- [What you have to do] A bare number is all that is needed: how many lines below contain the string "isFootnote"?

- [Information provided]
┌──
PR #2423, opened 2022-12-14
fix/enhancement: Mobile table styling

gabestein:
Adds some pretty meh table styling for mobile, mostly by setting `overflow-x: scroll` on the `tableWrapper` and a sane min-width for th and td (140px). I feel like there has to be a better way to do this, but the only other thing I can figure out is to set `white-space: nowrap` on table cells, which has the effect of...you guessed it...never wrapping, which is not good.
└──
┌──
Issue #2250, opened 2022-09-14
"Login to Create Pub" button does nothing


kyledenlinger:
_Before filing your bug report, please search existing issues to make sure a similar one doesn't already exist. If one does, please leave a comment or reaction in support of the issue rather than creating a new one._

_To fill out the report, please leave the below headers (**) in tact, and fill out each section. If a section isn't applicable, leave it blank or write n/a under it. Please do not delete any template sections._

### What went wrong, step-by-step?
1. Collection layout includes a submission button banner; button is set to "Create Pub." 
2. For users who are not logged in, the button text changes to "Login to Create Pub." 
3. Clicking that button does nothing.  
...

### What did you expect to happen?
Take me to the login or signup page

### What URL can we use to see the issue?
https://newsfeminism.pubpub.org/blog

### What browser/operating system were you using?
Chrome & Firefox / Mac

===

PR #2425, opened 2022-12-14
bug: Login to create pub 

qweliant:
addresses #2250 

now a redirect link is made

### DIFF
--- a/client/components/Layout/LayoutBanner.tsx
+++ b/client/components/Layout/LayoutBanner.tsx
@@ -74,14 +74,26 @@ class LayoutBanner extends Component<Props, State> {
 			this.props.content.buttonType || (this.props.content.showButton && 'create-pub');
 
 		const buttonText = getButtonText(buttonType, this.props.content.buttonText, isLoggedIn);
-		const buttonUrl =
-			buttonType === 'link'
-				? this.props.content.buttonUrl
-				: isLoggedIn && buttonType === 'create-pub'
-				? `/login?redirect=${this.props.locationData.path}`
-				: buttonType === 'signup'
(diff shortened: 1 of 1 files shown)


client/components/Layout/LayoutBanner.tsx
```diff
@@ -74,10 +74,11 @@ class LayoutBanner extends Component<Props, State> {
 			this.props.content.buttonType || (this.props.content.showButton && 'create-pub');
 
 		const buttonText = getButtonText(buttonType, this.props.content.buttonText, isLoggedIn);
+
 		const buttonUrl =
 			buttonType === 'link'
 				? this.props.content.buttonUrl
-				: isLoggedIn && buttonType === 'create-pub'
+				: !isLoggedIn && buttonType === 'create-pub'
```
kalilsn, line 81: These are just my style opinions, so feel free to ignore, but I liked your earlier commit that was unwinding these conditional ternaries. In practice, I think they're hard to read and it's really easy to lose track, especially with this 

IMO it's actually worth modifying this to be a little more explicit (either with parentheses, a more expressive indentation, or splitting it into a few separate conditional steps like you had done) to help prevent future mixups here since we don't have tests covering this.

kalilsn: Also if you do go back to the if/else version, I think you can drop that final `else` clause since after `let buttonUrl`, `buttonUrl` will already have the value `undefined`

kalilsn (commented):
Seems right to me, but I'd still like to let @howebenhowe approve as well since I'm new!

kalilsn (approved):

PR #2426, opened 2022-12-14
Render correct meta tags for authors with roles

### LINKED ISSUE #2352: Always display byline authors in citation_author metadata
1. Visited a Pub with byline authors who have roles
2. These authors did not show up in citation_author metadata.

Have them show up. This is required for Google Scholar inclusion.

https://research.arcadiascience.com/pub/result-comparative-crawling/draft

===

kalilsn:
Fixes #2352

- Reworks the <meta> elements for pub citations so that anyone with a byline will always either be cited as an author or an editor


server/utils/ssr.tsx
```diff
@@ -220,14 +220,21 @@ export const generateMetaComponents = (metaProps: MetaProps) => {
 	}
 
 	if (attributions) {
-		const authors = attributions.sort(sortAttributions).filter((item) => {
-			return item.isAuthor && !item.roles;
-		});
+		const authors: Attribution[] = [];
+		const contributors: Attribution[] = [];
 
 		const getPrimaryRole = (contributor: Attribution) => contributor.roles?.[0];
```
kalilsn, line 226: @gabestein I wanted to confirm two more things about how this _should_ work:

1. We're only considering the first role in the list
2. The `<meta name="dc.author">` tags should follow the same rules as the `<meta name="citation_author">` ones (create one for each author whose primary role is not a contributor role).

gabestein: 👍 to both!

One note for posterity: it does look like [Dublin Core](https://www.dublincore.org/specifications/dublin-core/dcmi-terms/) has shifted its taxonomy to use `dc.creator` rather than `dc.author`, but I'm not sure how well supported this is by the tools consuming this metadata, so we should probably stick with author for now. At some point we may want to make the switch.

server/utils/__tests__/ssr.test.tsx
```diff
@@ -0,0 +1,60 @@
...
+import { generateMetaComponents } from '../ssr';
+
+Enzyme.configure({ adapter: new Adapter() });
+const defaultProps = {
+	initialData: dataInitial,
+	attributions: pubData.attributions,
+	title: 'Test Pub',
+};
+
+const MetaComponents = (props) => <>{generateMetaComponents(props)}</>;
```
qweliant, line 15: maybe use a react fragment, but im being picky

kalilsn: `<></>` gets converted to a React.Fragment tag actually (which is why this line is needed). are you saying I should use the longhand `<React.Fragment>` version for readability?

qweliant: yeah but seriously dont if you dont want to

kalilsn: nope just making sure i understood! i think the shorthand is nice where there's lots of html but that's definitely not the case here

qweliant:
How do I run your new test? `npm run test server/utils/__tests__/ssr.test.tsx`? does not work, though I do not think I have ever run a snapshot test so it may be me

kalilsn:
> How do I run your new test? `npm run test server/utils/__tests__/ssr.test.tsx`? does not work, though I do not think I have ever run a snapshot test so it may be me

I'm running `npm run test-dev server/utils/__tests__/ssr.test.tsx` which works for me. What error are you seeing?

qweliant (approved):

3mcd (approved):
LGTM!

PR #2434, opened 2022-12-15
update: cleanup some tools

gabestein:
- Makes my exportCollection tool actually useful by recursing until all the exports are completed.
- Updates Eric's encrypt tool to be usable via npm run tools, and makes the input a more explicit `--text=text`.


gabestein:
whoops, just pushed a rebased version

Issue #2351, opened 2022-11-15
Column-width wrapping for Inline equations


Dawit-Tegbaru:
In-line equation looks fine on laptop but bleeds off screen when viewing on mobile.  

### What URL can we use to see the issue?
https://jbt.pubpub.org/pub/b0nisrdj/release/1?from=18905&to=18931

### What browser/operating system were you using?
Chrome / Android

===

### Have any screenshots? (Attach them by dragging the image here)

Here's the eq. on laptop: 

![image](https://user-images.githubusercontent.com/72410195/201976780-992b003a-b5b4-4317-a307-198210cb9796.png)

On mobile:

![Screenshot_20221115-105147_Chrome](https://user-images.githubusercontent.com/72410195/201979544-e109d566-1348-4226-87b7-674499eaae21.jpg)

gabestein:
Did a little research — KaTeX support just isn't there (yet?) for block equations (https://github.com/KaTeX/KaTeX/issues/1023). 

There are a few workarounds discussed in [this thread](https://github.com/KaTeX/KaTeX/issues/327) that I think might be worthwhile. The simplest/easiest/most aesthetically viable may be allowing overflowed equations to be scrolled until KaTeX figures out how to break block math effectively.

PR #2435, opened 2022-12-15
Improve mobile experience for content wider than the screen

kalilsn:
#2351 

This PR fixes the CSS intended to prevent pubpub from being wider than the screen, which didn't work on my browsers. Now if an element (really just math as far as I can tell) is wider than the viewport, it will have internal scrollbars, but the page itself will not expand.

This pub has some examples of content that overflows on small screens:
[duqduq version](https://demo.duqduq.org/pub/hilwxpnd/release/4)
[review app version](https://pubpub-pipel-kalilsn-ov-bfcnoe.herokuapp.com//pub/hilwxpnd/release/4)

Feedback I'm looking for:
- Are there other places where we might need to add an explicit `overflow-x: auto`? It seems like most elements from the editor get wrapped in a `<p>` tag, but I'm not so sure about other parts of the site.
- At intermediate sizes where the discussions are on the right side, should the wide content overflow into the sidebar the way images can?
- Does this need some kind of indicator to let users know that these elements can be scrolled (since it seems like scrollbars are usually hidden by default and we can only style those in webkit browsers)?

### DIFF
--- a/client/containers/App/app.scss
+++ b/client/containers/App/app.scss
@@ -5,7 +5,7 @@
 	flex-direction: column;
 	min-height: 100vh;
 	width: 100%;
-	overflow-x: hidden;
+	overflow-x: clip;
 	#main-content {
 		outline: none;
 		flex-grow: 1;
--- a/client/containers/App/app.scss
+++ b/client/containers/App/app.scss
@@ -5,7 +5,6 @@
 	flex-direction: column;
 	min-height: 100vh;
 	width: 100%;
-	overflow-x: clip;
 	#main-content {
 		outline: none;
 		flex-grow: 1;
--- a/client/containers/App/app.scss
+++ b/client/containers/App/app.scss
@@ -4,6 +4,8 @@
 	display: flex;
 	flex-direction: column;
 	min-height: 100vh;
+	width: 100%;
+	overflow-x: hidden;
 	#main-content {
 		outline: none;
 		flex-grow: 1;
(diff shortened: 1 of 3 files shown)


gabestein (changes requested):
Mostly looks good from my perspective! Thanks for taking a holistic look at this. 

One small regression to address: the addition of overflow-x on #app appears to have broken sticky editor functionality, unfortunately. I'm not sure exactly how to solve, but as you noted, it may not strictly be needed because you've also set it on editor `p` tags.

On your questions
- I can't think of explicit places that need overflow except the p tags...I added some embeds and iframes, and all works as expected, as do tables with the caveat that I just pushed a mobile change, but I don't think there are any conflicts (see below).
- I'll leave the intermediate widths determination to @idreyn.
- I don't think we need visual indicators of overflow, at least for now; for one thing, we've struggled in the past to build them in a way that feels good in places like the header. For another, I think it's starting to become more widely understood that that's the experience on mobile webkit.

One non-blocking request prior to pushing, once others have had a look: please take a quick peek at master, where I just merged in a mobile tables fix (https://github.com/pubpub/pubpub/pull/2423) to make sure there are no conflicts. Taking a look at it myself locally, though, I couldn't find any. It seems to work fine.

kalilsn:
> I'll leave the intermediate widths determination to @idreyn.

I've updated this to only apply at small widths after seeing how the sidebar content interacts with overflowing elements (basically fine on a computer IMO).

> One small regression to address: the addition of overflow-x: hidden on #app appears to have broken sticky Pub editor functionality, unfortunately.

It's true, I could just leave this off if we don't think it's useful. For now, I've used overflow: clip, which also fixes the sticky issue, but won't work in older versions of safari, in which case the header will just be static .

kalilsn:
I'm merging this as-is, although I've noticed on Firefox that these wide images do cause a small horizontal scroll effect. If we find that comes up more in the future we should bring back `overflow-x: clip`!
└──
┌──
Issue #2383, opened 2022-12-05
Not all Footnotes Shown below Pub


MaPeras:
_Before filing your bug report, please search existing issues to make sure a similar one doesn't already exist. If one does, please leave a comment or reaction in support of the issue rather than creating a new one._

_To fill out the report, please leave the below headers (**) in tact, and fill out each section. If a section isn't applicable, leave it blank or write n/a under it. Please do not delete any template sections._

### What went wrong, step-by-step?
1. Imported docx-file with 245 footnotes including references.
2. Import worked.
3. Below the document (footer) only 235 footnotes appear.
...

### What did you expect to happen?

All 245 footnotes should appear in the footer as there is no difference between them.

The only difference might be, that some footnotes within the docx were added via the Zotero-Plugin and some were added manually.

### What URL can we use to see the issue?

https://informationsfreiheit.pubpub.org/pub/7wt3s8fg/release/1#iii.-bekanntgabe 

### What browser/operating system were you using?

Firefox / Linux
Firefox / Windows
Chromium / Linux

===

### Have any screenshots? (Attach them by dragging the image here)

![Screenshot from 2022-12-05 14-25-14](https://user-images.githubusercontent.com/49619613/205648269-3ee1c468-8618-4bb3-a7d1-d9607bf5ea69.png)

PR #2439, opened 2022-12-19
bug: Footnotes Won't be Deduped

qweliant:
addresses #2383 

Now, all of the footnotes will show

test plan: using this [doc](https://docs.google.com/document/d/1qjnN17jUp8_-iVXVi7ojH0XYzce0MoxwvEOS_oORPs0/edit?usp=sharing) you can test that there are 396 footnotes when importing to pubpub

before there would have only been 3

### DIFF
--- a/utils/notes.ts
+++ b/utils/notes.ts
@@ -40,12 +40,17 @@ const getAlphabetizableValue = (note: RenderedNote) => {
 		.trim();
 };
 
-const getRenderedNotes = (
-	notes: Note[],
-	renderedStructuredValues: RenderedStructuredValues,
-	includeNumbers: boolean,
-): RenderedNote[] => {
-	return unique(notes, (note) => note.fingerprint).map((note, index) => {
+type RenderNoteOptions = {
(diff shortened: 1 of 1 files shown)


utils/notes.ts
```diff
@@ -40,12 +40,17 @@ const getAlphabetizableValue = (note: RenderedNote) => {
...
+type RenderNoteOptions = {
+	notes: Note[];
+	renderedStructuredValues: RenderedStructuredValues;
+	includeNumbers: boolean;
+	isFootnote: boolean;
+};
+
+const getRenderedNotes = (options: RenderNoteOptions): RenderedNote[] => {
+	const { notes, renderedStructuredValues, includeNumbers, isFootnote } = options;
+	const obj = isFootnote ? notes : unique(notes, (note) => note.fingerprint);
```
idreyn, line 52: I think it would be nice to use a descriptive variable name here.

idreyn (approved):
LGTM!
└──
- [Output for this task] 3